■ DATA TO EXAMINE
PR #14544, opened 2019-03-19
[Documentation] [stdlib] [task] - Review Module.md file after redesign

ThisaruGuruge:


stdlib/task/src/main/ballerina/task/Module.md
```diff
@@ -1,18 +1,18 @@
 ## Module overview
 
-This module includes functions to manage Task Listeners and Task Schedulers.
+This module provides functionality to configure and manage Task Listeners and Task Schedulers, which will be executed periodically.
```
pubudu91: "which will be executed periodically." <- What is meant by this? What does it mean to execute a task listener or a task scheduler periodically?

stdlib/task/src/main/ballerina/task/Module.md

■ DESCRIPTION OF THE TASK
Line by line, copy the records exactly.

■ RESPONSE TO THIS EXERCISE
PR #14544, opened 2019-03-19
[Documentation] [stdlib] [task] - Review Module.md file after redesign

ThisaruGuruge:


stdlib/task/src/main/ballerina/task/Module.md
```diff
@@ -1,18 +1,18 @@
 ## Module overview
 
-This module includes functions to manage Task Listeners and Task Schedulers.
+This module provides functionality to configure and manage Task Listeners and Task Schedulers, which will be executed periodically.
```
pubudu91: "which will be executed periodically." <- What is meant by this? What does it mean to execute a task listener or a task scheduler periodically?

stdlib/task/src/main/ballerina/task/Module.md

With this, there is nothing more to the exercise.